I think you can tie in most of these announcements (and they've been happening for a few years now) to the BEPS project.


----------



## mathepac (30 May 2016)

"Amazon, which is headed up by Silicon Valley chief Jeff Bezos, is looking to add data centre technicians, software engineers, and customer support staff."

It isn't clear that all the jobs will be in IT. It is pretty clear that a number of them will be call-centre type jobs under the heading of "customer support staff."

http://www.independent.ie/business/jobs/amazon-to-create-500-new-jobs-in-dublin-base-34756759.html


----------



## odyssey06 (30 May 2016)

Something to bear in mind is that Amazon employs 1700 staff - not just in Dublin. I'm not sure what government policy could lead to 500 unskilled jobs going to Ballymun but it seems like we can get 500 more jobs onto the additional that Amazon already have here. The thing with IT is that you need a critical mass of IT professionals in the one place. Very hard to send them anywhere that doesn't have that critical mass. So the choice is between saturation and stagnation.


----------



## thedaddyman (30 May 2016)

Amazon are building a new data centre in Tallaght at the old Jacobs factory and work has already begun on the site. Ignoring the new announcement this morning, that will at least provide building and other trade work for over a year whilst it is built. I would expect, once it is built, a chunk of the 500 jobs will be based there. Basing places like this in Tallaght is good for the area and might actually make it easier for people in good high paying roles to live outside of Dublin in places like Naas or Kill and travel in easily.

It's also a good boost for the exchequer via increased PAYE and also for the local council in rates payments


----------



## jdwex (30 May 2016)

Data Centre Technicians and Customer Service Reps would not be particularly high end jobs


----------



## Brendan Burgess (30 May 2016)

OK, I got the impression that the jobs would be high end.

Amazon prompted my question, but it's not really about Amazon.

Is there any advantage in attracting more high end IT jobs to Dublin?   Or would we be better off attracting low end or middle ranking jobs where there are unemployed Irish people available to take them up?

Are there any figures for the numbers of Irish people and non-nationals employed by  Google and Facebook? 

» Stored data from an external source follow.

PR #6273, opened 2025-04-10
Split long ballot measures across multiple pages (NH template only)

jonahkagan:
## Overview

Instead of throwing an error when a ballot measure is too long to fit on one page, splits it into chunks spanning as many pages as necessary to fit the entire contest description. The contest options are only included on the final chunk.

To figure out where to split the description text to maximize the amount shown on each page, measures at each top-level child node of the description HTML and checks whether it would overflow the page content area.

## Demo Video or Screenshot
https://votingworks.slack.com/archives/C085YT4798C/p1744156183526989?thread_ts=1743724353.282999&cid=C085YT4798C

## Checklist


libs/hmpb/src/ballot_templates/nh_ballot_template.tsx
```diff
@@ -450,46 +465,65 @@ function BallotMeasureContest({
               tableBorderColor={Colors.DARKER_GRAY}
               tableHeaderBackgroundColor={Colors.LIGHT_GRAY}
             >
-              {electionStrings.contestDescription(contest)}
```
jonahkagan, line 453: I couldn't think of any easy way to make this work with translations, and since NH ballots are mono-lingual for now, I punted. But I feel a bit worried about this in the future

jonahkagan:
@kofi-q I'd appreciate a high-level review of this implementation approach when you have a chance - not urgent

kofi-q (commented):
The approach looks good to me!

Wondered if we could get away with one render per contest chunk, if it's possible to set a max height and use the browser's visibility checks to see where the break happens - but, not sure how much lift that is, vs how much that buys us beyond the fewer renders and maybe not relying on splitting at just paragraph boundaries (thinking of images, tables, etc).
Generally feeling like a rare enough case that this is a good starting point and we can see what issues come up, if any

kofi-q (commented):
Very nice! Assuming that the logic for finding the split point is reliable, this approach looks good!
Much less hackery than I feared and presumably, the extra parsing is still less work than extra page renders

libs/hmpb/src/ballot_templates/nh_ballot_template.tsx
```diff
@@ -529,6 +567,74 @@ function Contest({
...
+    (child) =>
+      child.y - contestMeasurements.y + child.height > dimensions.height
+  );
+  const descriptionHtmlNode = parseHtml(tooLongContest.description);
+  for (const overflowingChild of descriptionHtmlNode.childNodes.slice(
+    firstOverflowingChildIndex
+  )) {
+    descriptionHtmlNode.removeChild(overflowingChild);
+  }
+  const splitIndex = descriptionHtmlNode.toString().length;
```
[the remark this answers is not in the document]
jonahkagan: Seems to be pretty reliable, though I've only done limited testing. Luckily the HTML that we're putting into it is pretty tightly constrained by our editor

libs/hmpb/src/ballot_templates/nh_ballot_template.tsx
jonahkagan: Comment added: fee440576

kofi-q (approved):
✅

Maybe the long-term advantages outweigh any short term disadvantages in that even if there are shortages of available skilled Irish staff, our colleges will adapt and start producing the staff to meet the demand?

Brendan


----------



## thedaddyman (30 May 2016)

Brendan Burgess said:


> OK, I got the impression that the jobs would be high end.
> 
> Amazon prompted my question, but it's not really about Amazon.
> 
> ...


We're not competitive in attracting low ranking jobs. Why would a multinational pay someone €20k a year here when they can get someone in Bangalore to do the same job for less then half the cost. ?


----------



## Protocol (30 May 2016)

The media, including just this morning on Radio 1, called them "high skilled jobs", even though then they listed out roles including call centre jobs.


----------



## odyssey06 (30 May 2016)

Brendan Burgess said:


> Is there any advantage in attracting more high end IT jobs to Dublin?   Or would we be better off attracting low end or middle ranking jobs where there are unemployed Irish people available to take them up?

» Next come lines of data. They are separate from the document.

PR #6285, opened 2025-04-15
refactor(admin): simplify adjudication APIs

eventualbuddha:
_This started as some comments on #6210, but became unwieldy._

There were a few APIs that were made to take optional `input` with optional properties, but the client never actually needed that optionality. Similarly, `getWriteInAdjudicationCvrQueueMetadata` took an optional `contestId` parameter that was never provided. This complicated the Grout API and also the `Store` methods, but without providing actual benefit.

### DIFF
--- a/apps/admin/backend/src/app.ts
+++ b/apps/admin/backend/src/app.ts
@@ -75,7 +75,6 @@ import {
   ScannerBatch,
   WriteInAdjudicationAction,
   WriteInAdjudicationQueueMetadata,
-  WriteInAdjudicationStatus,
   WriteInCandidateRecord,
   WriteInAdjudicationContext,
   WriteInImageView,
@@ -639,27 +638,23 @@ function buildApi({
       adjudicateCvrContest(input, store, logger);
     },
 
-    getVoteAdjudications(
-      input: {
-        contestId?: ContestId;
-        cvrId?: Id;
-      } = {}
-    ): VoteAdjudication[] {
+    getVoteAdjudications(input: {
+      contestId: ContestId;
+      cvrId: Id;
+    }): VoteAdjudication[] {
       return store.getVoteAdjudications({
-        ...input,
         electionId: loadCurrentElectionIdOrThrow(workspace),
+        contestId: input.contestId,
+        cvrId: input.cvrId,
       });
     },
 
-    getWriteInAdjudicationQueueMetadata(
-      input: {
-        contestId?: ContestId;
-        status?: WriteInAdjudicationStatus;
-      } = {}
-    ): WriteInAdjudicationQueueMetadata[] {
+    getWriteInAdjudicationQueueMetadata(input: {
+      contestId: ContestId;
+    }): WriteInAdjudicationQueueMetadata[] {
       return store.getWriteInAdjudicationQueueMetadata({
         electionId: loadCurrentElectionIdOrThrow(workspace),
-        ...input,
+        contestId: input.contestId,
       });
     },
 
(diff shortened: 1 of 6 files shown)


apps/admin/backend/src/app.ts
```diff
@@ -639,27 +638,23 @@ function buildApi({
...
       });
     },
 
-    getWriteInAdjudicationQueueMetadata(
-      input: {
-        contestId?: ContestId;
-        status?: WriteInAdjudicationStatus;
-      } = {}
-    ): WriteInAdjudicationQueueMetadata[] {
+    getWriteInAdjudicationQueueMetadata(input: {
```
nikhilb4a, line 652: Note that this function will be deprecated in favor of `getWriteInAdjudicationCvrQueueMetadata`, as it is used for the previous write-in adjudication flow

apps/admin/backend/src/app.ts
```diff
@@ -711,24 +706,15 @@ function buildApi({
...
       return store.getWriteInAdjudicationCvrQueue({
-        ...input,
         electionId: loadCurrentElectionIdOrThrow(workspace),
+        contestId: input.contestId,
       });
     },
 
-    getWriteInAdjudicationCvrQueueMetadata(
-      input: {
-        contestId?: ContestId;
```
nikhilb4a, line 727: Ah okay. Thanks for pointing this out, as it was one of the things I felt uncertain about (had posted this related comment [here](https://github.com/votingworks/vxsuite/pull/6210/commits/a75f3691cfe25006cb2e8965af84a28c3fd58579#r2023842993) but I think it got lost in the shuffle

I had seen that we had functions like `getWriteInAdjudicationQueueMetadata` take in optional parameters that weren't used, so I wondered if we like to add extra flexibility to our APIs. But, it's good to confirm that that is not the approach we take, and that we should only introduce the complexity when needed.

In that case, would you recommend I also update [this function](https://github.com/votingworks/vxsuite/pull/6210/files#diff-efabe1fa4f8509f3c628056d769de94c43d4fa70776abff99b0529f5afe9b182R745) to require the parameters? The only use case right now requires `cvrId` and `contestId`

apps/admin/frontend/src/screens/contest_adjudication_screen.tsx
```diff
@@ -337,13 +337,13 @@ export function ContestAdjudicationScreen(): JSX.Element {
     currentCvrId ? { cvrId: currentCvrId } : undefined
   );
   const voteAdjudicationsQuery = getVoteAdjudications.useQuery(
-    currentCvrId ? { cvrId: currentCvrId, contestId } : undefined
+    currentCvrId ? { cvrId: currentCvrId, contestId: contest.id } : undefined
```
nikhilb4a, line 340: Is this intentional?

nikhilb4a (approved):
Thank you for pointing this out, as it was something I was hoping to discuss 🙏

apps/admin/frontend/src/screens/contest_adjudication_screen.tsx
eventualbuddha: Yes, because at this point TypeScript sees `contestId` as `ContestId | undefined`. We could keep this and add an `assert`.

apps/admin/backend/src/app.ts
eventualbuddha: Yes, I'd say go ahead and make the change there as well.

apps/admin/backend/src/app.ts
eventualbuddha: Feel free to take over this PR and do what you want with it, including just incorporating the relevant changes to your branch and closing this.

nikhilb4a: Okay thanks, I'll incorporate the changes in a commit later today. I appreciate your help with this

nikhilb4a:
Closing as all relevant changes have been incorporated in https://github.com/votingworks/vxsuite/pull/6210/commits/5ca3fc4cd1682610d9a8b09669cd2a7c20a0a688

I'm not at all convinced that the latter strategy is feasible. What low end or middle ranking FDI jobs can we encourage to come here? I got the feeling that IT is a successful strategy, but that even with IDA support, we cannot compete on low end or middle ranking FDI jobs vis a vis lower cost destinations. We can compete at IT.
So the strategy is (a) chase IT (b) do nothing (c) economic policies to encourage general growth.
If you want to expend low end or middle ranking jobs, tourism would seem to be the way to go?



> Are there any figures for the numbers of Irish people and non-nationals employed by  Google and Facebook?



I work in an Irish IT company, which is large for an Irish company but dwarfed by multinationals. Our new hires are running about 50-50.
Oracle recently announced 250 new roles for cloud sales specialists. I don't think there are 250 cloud sales specialists in all of Ireland right now, and they have made a definite commitment to re-skill applicants into the roles.

If 250 of the roles go to Irish staff, and 250 go to newcomers. Those 250 newcomers will be spending a lot of their money in Dublin. That's a boon to services sector which typically employs low to middle end jobs. And 500 high end jobs even within Amazon itself are going to need about 20% low to middle end jobs supporting them.



> Maybe the long-term advantages outweigh any short term disadvantages in that even if there are shortages of available skilled Irish staff, our colleges will adapt and start producing the staff to meet the demand?



That is a good point. We want LC students to be putting IT down as this is something we can compete at at a global scale.


----------



## Waver (30 May 2016)

Surely an increase in the number of people in high paid jobs be they Irish or people moving to Ireland will have a knock on effect on the local economy. More people in shops, restaurants, hairdressers, more children in crèches all of which employ people.


----------



## Brendan Burgess (30 May 2016)

I suppose my main issue is that if we bring in a lot of well paid non-nationals, they will need somewhere to live. They will up the rents and that will push locals out of their houses or further down the country. 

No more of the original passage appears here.